Art Gastelum, whose company has a contract to manage construction at one of the district’s campuses, accused The Times of pursuing “a witch hunt” against minority contractors.
“When you’re a small business, you hire the right people for the right client at the right price, and that’s your expertise,” he said.
While some contractors in the construction program have political voltage, others have personal connections in the insular world of Los Angeles school builders. A powerful figure in that world is James Sohn.
Sohn leads the $20-billion building program at L.A. Unified. From April 2007 to July 2009, he was the URS vice president overseeing the college district’s construction program.
During that time, the district employed construction management staff through SASM Consulting, a company owned by Michael Kuehn, a longtime colleague of Sohn’s.
Kuehn is an information technology expert specializing in public works construction. He and Sohn worked in construction management for a Seattle transit agency, Continental Airlines in Houston and L.A. Unified.
They also made a real estate investment together in 2000, buying a house in Cerritos for $249,000. In 2001, Kuehn gave his one-third share in the home to Sohn, property records show. The house was later placed in a Sohn family trust. It is now a rental property, according to a tenant.
Initially, the college district paid SASM Consulting for the services of Kuehn and three other computer and accounting specialists.
Over time, the district put 17 more people on SASM’s payroll. Sohn personally approved five worker assignments to SASM, records show.
Many of those employed through SASM worked in areas other than information technology and accounting. Lynn Winter Gross went on Kuehn’s payroll a month after retiring as a spokeswoman for the college district. She was paid to conduct media tours, attend public relations strategy meetings and plan a sustainability conference, among other duties, labor logs show.
Over the last three years, construction program employees on SASM’s payroll have earned nearly $3 million, records show. But the district has spent $8 million for their services. The difference — about $5 million — has gone to SASM and URS for profit and overhead, records show.
Kuehn did not respond to phone calls and e-mails.
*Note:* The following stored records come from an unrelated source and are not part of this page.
PR #691, opened 2020-10-09
Extract the header, footer and menu-notifications from the legacy/_main.scss file to to individual components and fix some accesibility issues related to these comoponents

### LINKED ISSUE #628: Small template-level accessibility issues
Two small known accessibility issues:

- Text contrast in the page footer
- The gradient in the top navigation area makes automated contrast checks fail (and it looks a little out of place)

Also #609 came up here, but already had an issue.

jaguarfi:
# Description

The base.html template is used as the base page for the entire A+ website. Therefore, the accessibility issues that are raised in this template are spread throughout the entire application. 

This PR address some of the accessibility issues reported in the https://apluslms.github.io/accessibility-audit/. Additionally, the `.topbar`, `.site-footer` and `.menu-notification` styles are migrated from the **legacy/_main.scss**  to their own files, in this case, the new files are located in the  **layout/_header.scss**,  **layout/_footer.scss**  and in the  **components/_menu-notification.scss** respectively.

Fixes #628

# Testing

The contrast of the footer elements was tested using the WAVE extension.
The styles of the topbar were tested manually in localhost.

It is not necessary to update any documentation. 


assets/sass/components/_topbar.scss
```diff
@@ -0,0 +1,141 @@
...
+	& .menu-notification .badge {
+		position: absolute;
+		left: 28px;
+		top: 15px;
+		-webkit-animation: bounce 10s ease-in-out;
+		-moz-animation: bounce 10s ease-in-out;
+		-o-animation: bounce 10s ease-in-out;
+		animation: bounce 10s ease-in-out;
+	}
+	@-webkit-keyframes bounce {
```
Mankro, line 122: Does it make any difference that these CSS animations are now nested inside `.topbar` is the SASS code? In the old CSS, they are not nested.

assets/sass/components/_topbar.scss
```diff
@@ -0,0 +1,141 @@
...
+		color: #ffffff;
+		background: transparent;
+	}
+
+	& a.navbar-brand:hover,
+	& .navbar-nav > li > a:hover,
+	& .navbar-nav > .open > a,
+	& .navbar-nav > .open > a:focus,
+	& .navbar-nav > .open > a:hover,
+	.navbar-inverse .navbar-toggle:focus,
```
Mankro, line 26: The old CSS has the rule `.navbar-inverse .navbar-toggle:focus` without nesting under `.topbar`. However, if I understand SASS correctly, now this rule is nested under `.topbar` even if the line does not start with `& `. That is semantically different than the original code, though maybe it does not affect the outcome.

assets/sass/components/_topbar.scss
```diff
@@ -0,0 +1,141 @@
...
+
+		&:hover {
+			background: #eee;
+		}
+	}
+
+	& .menu-notification .glyphicon {
+		margin-right: 18px;
+	}
+	& .menu-notification .badge {
```
Mankro, line 113: The original CSS did not start with `.topbar` in the rule `.menu-notification .badge`. It probably works as well, though. It is important to test these notifications since they don't appear under typical local testing. I think you can create a fake notification manually in the Django admin interface.

assets/sass/main.scss
```diff
@@ -41,6 +41,8 @@ $font-size-base:  $aplus-font-size-base;
 /*!
  * A+ Styles
  */
+
+@import 'components/topbar';
```
Mankro, line 45: Is it necessary to import topbar first or could we maintain alphabetic sorting in these imports?

templates/base.html
```diff
@@ -263,7 +263,7 @@ <h4 class="modal-title"></h4>
                         <li class="not-found"><a>{% trans "No matches" %}</a></li>
                     </ul>
                 </span>
-                <input type="text" class="form-control" placeholder="{% trans 'Search for...' %}" />
+                <input type="text" aria-label="search" class="form-control" placeholder="{% trans 'Search for...' %}" />
```
Mankro, line 266: The `aria-label` value should be translated. You can use the same value as the `placeholder` attribute so that there is no new string in the po file.

Mankro (changes requested):
Good! There are very minor requested changes and questions about the SASS coding style.

assets/sass/components/_topbar.scss
```diff
@@ -0,0 +1,141 @@
+.topbar {
+	background-color: $aplus-brand-primary;
+	border-bottom: none;
+	-webkit-box-shadow: 0 1px 4px rgba(0, 0, 0, 0.25),
+		inset 0 -1px 0 rgba(0, 0, 0, 0.1);
+	-moz-box-shadow: 0 1px 4px rgba(0, 0, 0, 0.25),
+		inset 0 -1px 0 rgba(0, 0, 0, 0.1);
+	box-shadow: 0 1px 4px rgba(0, 0, 0, 0.25), inset 0 -1px 0 rgba(0, 0, 0, 0.1);
+
+	& .navbar-brand,
```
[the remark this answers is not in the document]
jaguarfi: Now that I read the article and some additional webpages, I think we can avoid using the `&` symbol when we are only nesting elements under the parent selector.

assets/sass/components/_topbar.scss
jaguarfi: Yes, you are right. it was a typo.

assets/sass/components/_topbar.scss
jaguarfi: It seems like I added the curly braces in the wrong place. I will review this file again.

assets/sass/components/_topbar.scss
jaguarfi: Same as above

assets/sass/components/_topbar.scss
jaguarfi: Actually, having these classes under the topbar may increase the specificity of the rules. But, I think I will stick to the previous sass properties.

assets/sass/components/_topbar.scss
jaguarfi: same as above

assets/sass/main.scss
jaguarfi: based on the current implementation we can keep using alphabetic sorting. I will move this line below.

jaguarfi:
I applied the required changes, but I also change the structure of the Sass files a little bit. 

I think we need to define and document the structure of these Sass files and also the architecture.

Mankro (changes requested):
This looks nice. One file had extra whitespace and we can discuss the variable name `$layout-base-color`.

assets/sass/colors/_theme.scss
```diff
@@ -10,3 +10,7 @@ $aplus-brand-secondary: #EF353B;
 // strongly not recommended at the moment.
 $aplus-background: #FFF;
 $aplus-foreground: #000;
+
+// Additional colors used in some components and/or pages
+$layout-base-color: #236aa7;
```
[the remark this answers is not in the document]
jaguarfi: I actually created the variable because that specific colour was used in a couple of places, and I did not want to have the same colour hardcoded in each property. I will explore the `choose-contrast-color` function and I will see what can be done with that function.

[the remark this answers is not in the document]
jaguarfi: I will remove the variable. Using the hexadecimal colour value directly in the CSS properties should work fine.

jaguarfi:
Since the requested changes were rather small I decided to rebase the branch

Mankro (approved):

assets/sass/colors/_theme.scss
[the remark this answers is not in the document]
Mankro: OK, let's merge it now. I thought you might rename the variable. The concern with removing the variable is that now a certain shade of blue is hardcoded in some CSS hover effects, but if some other A+ site (namely Tampere) changes the primary color Sass variable, then will the hardcoded shade of blue work very well with other primary colors? If it doesn't, then we must either add new Sass variables or calculate helper colors with a function that uses the primary color variable as input.

Mankro:
I force-pushed because I removed some whitespace from the Sass theme file and sorted the imports in the Sass main file. 

I wrote new comments in the `$layout-base-color` discussion above.

assets/sass/components/_menu-notification.scss
```diff
@@ -0,0 +1,127 @@
...
+.menu-notification .badge {
+	position: absolute;
+	left: 28px;
+	top: 15px;
+	-webkit-animation: bounce 10s ease-in-out;
+	-moz-animation: bounce 10s ease-in-out;
+	-o-animation: bounce 10s ease-in-out;
+	animation: bounce 10s ease-in-out;
+}
+@-webkit-keyframes bounce {
```
raphendyr, line 13: FYI: this might be a good place for a mixing. See https://stackoverflow.com/a/33203668

PR #693, opened 2020-10-09
Solve accessibility issues on the login page.

### LINKED ISSUE #629: Small accessibility issues on login page
- Heading levels don't match
- It would make sense to use `section` for types of login
- The old button contrast issue
- Input ttype should be programmatically determinable - add some `autocomplete` attributes.

jaguarfi:
# Description

This PR fixes some of the accessibility issues raised in the issue #629. Therefore, the different login options were grouped in sections, the headings were organised and the autocomplete attribute was added to the login form. This last change required to implement the Django form manually, instead of using the Django template form.
Fixes #629

# Testing

The changes were tested with the WAVE and ChromeVox extension. The old implementation of the form was compared with the new implementation and behaviours such as error validation, and the error feedback were validated manually.

There is no need to update the README or any other documentation


assets/sass/main.scss
```diff
@@ -46,3 +46,4 @@ $font-size-base:  $aplus-font-size-base;
 @import 'components/focus';
 @import 'components/frontpage-cards';
 @import 'protocols/quiz1';
+@import 'components//login';
```
Mankro, line 49: These statements should be sorted so that all components are imported before the protocols. In addition, double slash `//`.

userprofile/templates/userprofile/login.html
```diff
@@ -6,104 +6,148 @@
...
+									{% endfor %}
+							</div>
+						{% endif %}
+						{% if form.username.errors %}
+							{% for error in form.username.errors %}
+								<div class="form-group has-error">
+									<label class="control-label"
+										for="{{ form.username.id_for_label }}">{{ form.username.label_tag }}</label>
+									<input class="form-control" id="{{ form.username.id_for_label }}" type="text"
+										name="{{ form.username.html_name }}" required autocomplete="current-password" />
```
Mankro, line 98: `autocomplete="current-password"` must be a mistake for the username field.

assets/sass/pages/_login.scss
```diff
@@ -0,0 +1,12 @@
+.login-section {
```
Mankro, line 1: Like Jaakko said in the profile page PR #688, these page-specific rules could be nested under a page-specific selector. Currently, the body element has the attribute `data-view-tag` that can be set in the HTML template with block view_tag. The CSS could use rule like `body[data-view-tag=login]`.

userprofile/templates/userprofile/login.html
```diff
@@ -20,84 +20,130 @@ <h1>{% trans "Login" %}</h1>
 	<div id="login-box-row" class="row">
 
 		{% if shibboleth_login %}
-			<div class="col-sm-6 col-md-3 login-box">
-				<div class="thumbnail">
-					<div class="caption">
+			<section aria-label="{{ shibboleth_title_text|safe }} login" class="col-sm-6 col-md-3 login-box">
```
Mankro, line 23: I don't think the `safe` filter is safe to use here since unescaped citation marks would break the HTML attribute. Is `shibboleth_title_text` translated in the view? I think so, and then appending "login" to the end does not work for every language.

userprofile/templates/userprofile/login.html
```diff
@@ -20,84 +20,130 @@ <h1>{% trans "Login" %}</h1>
...
+					{% blocktrans trimmed %}
+						If you have been provided with credentials specifically
+						for {{ brand_name }}, use this login.
+					{% endblocktrans %}
+				</p>
+				<form method="post" role="form">
+					{% csrf_token %}
+						{% if form.non_field_errors %}
+							<div class="alert alert-danger">
+								<a class="close" aria-label="Close error list" data-dismiss="alert">×</a>
```
Mankro, line 86: `aria-label` should be translated.

userprofile/templates/userprofile/login.html
```diff
@@ -20,84 +20,130 @@ <h1>{% trans "Login" %}</h1>
...
+									{% for error in form.non_field_errors %}
+										{{ error|escape }}
+									{% endfor %}
+							</div>
+						{% endif %}
+						{% if form.username.errors %}
+							{% for error in form.username.errors %}
+								<div class="form-group has-error">
+									<label class="control-label"
+										for="{{ form.username.id_for_label }}">{{ form.username.label_tag }}</label>
```
Mankro, line 96: I think `{{ form.username.label_tag }}` outputs the `<label>` element, but you have wrapped it manually inside a label.
https://docs.djangoproject.com/en/2.2/topics/forms/#rendering-fields-manually

userprofile/templates/userprofile/login.html
```diff
@@ -20,84 +20,130 @@ <h1>{% trans "Login" %}</h1>
...
+						{% if form.non_field_errors %}
+							<div class="alert alert-danger">
+								<a class="close" aria-label="Close error list" data-dismiss="alert">×</a>
+									{% for error in form.non_field_errors %}
+										{{ error|escape }}
+									{% endfor %}
+							</div>
+						{% endif %}
+						{% if form.username.errors %}
+							{% for error in form.username.errors %}
```
Mankro, line 93: Doesn't the error loop render the username input multiple times for each error? Usually, the error loop only renders the errors and not the input. The input could be rendered after the loop.

Mankro (changes requested):
Minor changes.

assets/sass/pages/_login.scss
jaguarfi: In this particular case, I do not see the need for adding a parent selector since the `login-section` class is specific to the login page. This class is not used in any other part of the application.

userprofile/templates/userprofile/login.html
jaguarfi: There is a problem. Since I have to implement the input field manually to add the autocomplete parameter I have to manage the errors manually too. As you can see in the image below using only the `{{ form.username.label_tag }}` tag will not highlight the test when an error is detected.
image

jaguarfi: But, I think I have to take a closer look at this.

Mankro (changes requested):
Nice! Minor changes needed. I thought that the login sections wouldn't need any aria-label attributes, but do they?

aplus/settings.py
```diff
@@ -37,6 +37,7 @@
 SHIBBOLETH_BUTTON_TEXT = 'Aalto login'
 MOOC_TITLE_TEXT = 'Users external to Aalto'
 MOOC_BODY_TEXT = 'Some of our courses are open for everyone. Log in with your user account from one of the following services.'
+MOOC_ACTION_TEXT = 'Users external to Aalto Login'
```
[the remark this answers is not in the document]
jaguarfi: https://www.w3.org/TR/wai-aria-practices/examples/landmarks/region.html. In this article they mention the use of the `aria-label`. We could use the `aria-labelledby` but in this case, the headers of each section do not mention that this is a login section. It only mentions the type of user, i.e. `'Users external to Aalto'`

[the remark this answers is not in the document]
jaguarfi: I can also hardcode the text in the `aria-label`  attribute. @Mankro which solution do you think is better?

locale/fi/LC_MESSAGES/django.po
```diff
@@ -3628,15 +3628,19 @@ msgstr "{:d} pisteet"
...
 msgstr "Kirjaudu sisään"
 
-#: userprofile/templates/userprofile/login.html:61
+#: userprofile/templates/userprofile/login.html:63
 msgid "Log in using Google"
 msgstr "Kirjaudu Google-tunnuksella"
 
-#: userprofile/templates/userprofile/login.html:72
+#: userprofile/templates/userprofile/login.html:70
+msgid "Local users login"
```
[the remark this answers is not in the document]
jaguarfi: The headers of each section do not mention that this is a **login** section. It only mentions the type of user, i.e, `'Local users'`

userprofile/templates/userprofile/login.html
```diff
@@ -20,84 +20,130 @@ <h1>{% trans "Login" %}</h1>
...
+						for {{ brand_name }}, use this login.
+					{% endblocktrans %}
+				</p>
+				<form method="post" role="form">
+					{% csrf_token %}
+						{% if form.non_field_errors %}
+							<div class="alert alert-danger">
+								<a class="close" aria-label="{% trans 'Close error list' %}" data-dismiss="alert">×</a>
+									{% for error in form.non_field_errors %}
+										<p>{{ error|escape }}</p>
```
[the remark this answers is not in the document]
jaguarfi: I don not know where the global autoescape is defined.

aplus/settings.py
```diff
@@ -37,6 +37,7 @@
 SHIBBOLETH_BUTTON_TEXT = 'Aalto login'
```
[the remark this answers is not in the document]
jaguarfi: What about ... "Log in with your Aalto University user account by clicking on the button below. FiTech, Open University and Program students as well as faculty members must log in here."

aplus/settings.py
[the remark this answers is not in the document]
Mankro: All right. I would imagine that when the page starts with the main title "Log in", then people understand that the section title "Aalto University users" means the login for those people without repeating the word "login". Therefore, we can use `aria-labelledby="id of the visible section heading"` in each login type section and we don't need to add new strings. I trust that this is clear because people must notice the main title "Log in" first. I can't test this with screen readers or other accessible technology, but I don't think they would just skip over the main title above the login sections. Even the metadata `<title>` html element contains the word "login" (could be changed to the verb "log in" as many other web sites seem to do so in order to emphasize the action).

locale/fi/LC_MESSAGES/django.po
```diff
@@ -3628,15 +3628,19 @@ msgstr "{:d} pisteet"
 msgid "Login"
```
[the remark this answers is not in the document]
Mankro: The html template uses the word "login" also in the block title (`<title>` element in the page `<head>`), but that title could also be changed to the verb "Log in".

locale/fi/LC_MESSAGES/django.po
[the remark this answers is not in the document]
Mankro: I think the login `<section>` can use `aria-labelledby="id of the visible h2 heading"` like was discussed above.

userprofile/templates/userprofile/login.html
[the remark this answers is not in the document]
Mankro: The global setting is given in `a-plus/settings.py` in the TEMPLATES variable. We don't define anything which means that autoescaping is enabled by default (like it should). It is also possible to control the autoescaping inside one template with the autoescape templatetag. To summarize, autoescaping is enabled here like it should be and you don't need to call the escape filter manually. Manual escaping should not result in double escaping in Django templates (Django protects against that too), but it is unnecessary to add escaping manually when it is automatically applied in all variables. 

If something were really escaped twice in a row, then that would change the meaning to something else. E.g., `<` in the content becomes first `&lt;` and then `&amp;lt;`, which is rendered as `&lt;` in the browser, not `<`

aplus/settings.py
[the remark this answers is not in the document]
Mankro: Yes, almost. Degree programmes use the longer spelling PROGRAMME. Not all staff members are faculty members, like all the technical support services.
`Log in with your Aalto University user account by clicking on the button below. FiTech, Open University and programme students as well as staff members must log in here.`
Finnish:
`Kirjaudu palveluun Aalto-yliopiston käyttäjätunnuksella alla olevasta painikkeesta. FiTechin, avoimen yliopiston ja koulutusohjelmien opiskelijoiden sekä henkilökunnan täytyy kirjautua tästä.`

userprofile/templates/userprofile/login.html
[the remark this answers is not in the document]
Mankro: I'm looking at this again, but the escape filter is still here. It shall be removed since automatic escaping is active.

Mankro (changes requested):
Great! There are still tiny changes and then this is finished.

jaguarfi:
> I'm looking at this again, but the escape filter is still here. It shall be removed since automatic escaping is active.

It is weird. I thought I had removed it. Any case, I applied the changes and I rebased

locale/fi/LC_MESSAGES/django.po
```diff
@@ -3625,18 +3626,18 @@ msgstr "{:d} pisteet"
 
 #: userprofile/templates/userprofile/login.html:6
 #: userprofile/templates/userprofile/login.html:17
-msgid "Login"
-msgstr "Kirjaudu sisään"
+msgid "Log in to A+"
```
Mankro, line 3629: I now realize that this new version of the string hardcodes the BRAND_NAME setting. We will need to change this later since the BRAND_NAME can be customized on each site.

selenium_test/test/locators.py
```diff
@@ -10,6 +10,7 @@ class FirstPageLocators(object):
     BANNER = (By.XPATH, "//*[@class='page-header']/h1")
     APLUS_TEST_COURSE_INSTANCE_BUTTON = (By.XPATH, "//div[contains(@class, 'card')]/a[contains(@href, '/aplus1/basic_instance/')]//*[contains(@class, 'card-title')]")
     HOOK_EXAMPLE_BUTTON = (By.XPATH, "//div[contains(@class, 'card')]/a[contains(@href, '/aplus1/hook_instance/')]//*[contains(@class, 'card-title')]")
+    SHOW_LOGIN_BUTTON = (By.XPATH, "//*[contains(@class, 'show-extra-login-btn')]")
```
Mankro, line 13: The extra login button is not visible if Shibboleth and Google logins have not been enabled in the settings. The login page test might fail if the button does not exist, but that is easy to fix.

Mankro (approved):
Awesome!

Sohn refused repeated requests for an interview.
In corporate registration papers filed with the state, SASM lists as its “principal executive office” a studio apartment in the downtown Museum Tower. Kuehn moved out of the 12th-floor unit last year.
On its bare-bones website, SASM lists a San Mateo address as its corporate office. But there is no sign of SASM there; it is a store called Box Ship & More.
A bank of mailboxes — one of them Kuehn’s — lines one wall. The business rate to rent a mailbox is $54 for three months.
Times researchers Malloy Moore and Sandra Poindexter and correspondent Dianne Klein contributed to this report.